[Aim of the exercise]: The entries below are to be duplicated exactly, with nothing left out.

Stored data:
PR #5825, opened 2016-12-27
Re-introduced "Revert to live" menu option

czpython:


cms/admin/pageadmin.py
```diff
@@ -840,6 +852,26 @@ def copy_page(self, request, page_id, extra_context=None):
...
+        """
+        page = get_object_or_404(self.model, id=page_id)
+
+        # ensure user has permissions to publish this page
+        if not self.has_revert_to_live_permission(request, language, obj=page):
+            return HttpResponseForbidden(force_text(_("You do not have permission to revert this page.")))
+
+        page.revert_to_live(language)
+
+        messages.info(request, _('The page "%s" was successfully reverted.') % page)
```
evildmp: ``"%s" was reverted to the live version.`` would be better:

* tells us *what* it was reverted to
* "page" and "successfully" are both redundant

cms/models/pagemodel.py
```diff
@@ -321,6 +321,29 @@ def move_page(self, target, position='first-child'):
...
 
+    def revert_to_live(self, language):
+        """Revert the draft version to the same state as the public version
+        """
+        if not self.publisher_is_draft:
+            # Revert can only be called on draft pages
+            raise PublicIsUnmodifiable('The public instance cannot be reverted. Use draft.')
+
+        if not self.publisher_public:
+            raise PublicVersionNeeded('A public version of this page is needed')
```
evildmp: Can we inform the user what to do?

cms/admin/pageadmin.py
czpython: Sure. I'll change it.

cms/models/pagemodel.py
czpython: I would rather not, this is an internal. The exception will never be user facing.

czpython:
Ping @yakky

[Exercise solution]:
PR #5825, opened 2016-12-27
Re-introduced "Revert to live" menu option

czpython:


cms/admin/pageadmin.py
```diff
@@ -840,6 +852,26 @@ def copy_page(self, request, page_id, extra_context=None):
...
+        """
+        page = get_object_or_404(self.model, id=page_id)
+
+        # ensure user has permissions to publish this page
+        if not self.has_revert_to_live_permission(request, language, obj=page):
+            return HttpResponseForbidden(force_text(_("You do not have permission to revert this page.")))
+
+        page.revert_to_live(language)
+
+        messages.info(request, _('The page "%s" was successfully reverted.') % page)
```
evildmp: ``"%s" was reverted to the live version.`` would be better:

* tells us *what* it was reverted to
* "page" and "successfully" are both redundant

cms/models/pagemodel.py
```diff
@@ -321,6 +321,29 @@ def move_page(self, target, position='first-child'):
...
 
+    def revert_to_live(self, language):
+        """Revert the draft version to the same state as the public version
+        """
+        if not self.publisher_is_draft:
+            # Revert can only be called on draft pages
+            raise PublicIsUnmodifiable('The public instance cannot be reverted. Use draft.')
+
+        if not self.publisher_public:
+            raise PublicVersionNeeded('A public version of this page is needed')
```
evildmp: Can we inform the user what to do?

cms/admin/pageadmin.py
czpython: Sure. I'll change it.

cms/models/pagemodel.py
czpython: I would rather not, this is an internal. The exception will never be user facing.

czpython:
Ping @yakky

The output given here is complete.